WORK ORDER —
Pull every line holding the string "please" from the records below.

RECORDS PROVIDED —
Issue #281, opened 2023-04-02
Previous Swift releases hard to find


SimplyDanny:
## Describe the bug

Previous Swift versions are indented which lets them appear like belonging to the RPM section instead of the general [Releases](https://www.swift.org/download/#releases).

## Expected behavior

These older Swift releases should be at the same level like the [Swift 5.8 release](https://www.swift.org/download/#swift-58).

## Actual behavior

They are nesting and it looks like they belong to the previous CentOS 7 section.

## Screenshots

![Screenshot 2023-04-02 at 15 27 25](https://user-images.githubusercontent.com/16365760/229356090-29bf4ff5-382e-417f-8d95-e417f50d13c1.png)

### Desktop (please complete the following information):

- OS: macOS 13.3
- Browser: Safari
- Version: 16.4

### Swift.org version/commit hash

1069e001ebccad8dfb742a98efda7855b1b1374d

alexandersandberg:
Hey @SimplyDanny, we've made some improvements on this in our content improvements initiative which is now ready for review: https://github.com/apple/swift-org-website/pull/354

We would appreciate your feedback there! 🙂

PR #282, opened 2023-04-02
Use headlines with correct level instead of emphasis

SimplyDanny:
* "RPM" now belongs to "Swift 5.8" instead of being on the same level. 
* Using headlines instead of emphasis for "Amazon Linux 2" and "CentOS 7" is generally advised.


daveverwer:
@swift-ci please test

daveverwer (approved):
I’ve tested this locally and the change is good, but I still think the previous releases section merges into this as you mention in #281.

Maybe we should have an `h3` either above or as part of the `_older-releases.md`

/cc @shahmishal

SimplyDanny:
Yes, I know. It is not the intention of this PR to fix #281. I also tried to fix it but without success.

0xTim:
Will merge this and we can fix #281 in another PR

FINISHED EXERCISE —
### Desktop (please complete the following information):
@swift-ci please test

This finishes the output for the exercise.